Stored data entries
....................
PR #482, opened 2022-11-15
fix(core-utils): prefer 24 hour time parsing

miles-grant-ibigroup:
This PR resolves the infamous "am/pm" bug we've been seeing. Times such as `8:24` were being parsed as 8pm instead of 8am when the processing happened after 12pm because 12 hour time was being assumed. This PR corrects this.

### DIFF
--- a/packages/core-utils/src/query.js
+++ b/packages/core-utils/src/query.js
@@ -34,6 +34,8 @@ export const defaultParams = [
  */
 const TIME_FORMATS = [
   "HH:mm:ss",
+  "HH:mm",
+  "H:mm",
   "h:mm:ss a",
   "h:mm:ssa",
   "h:mm a",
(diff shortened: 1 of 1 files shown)


packages/core-utils/src/query.js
....................
Line count for the string "core": tally the lines of the records above that contain it and give only the result.

4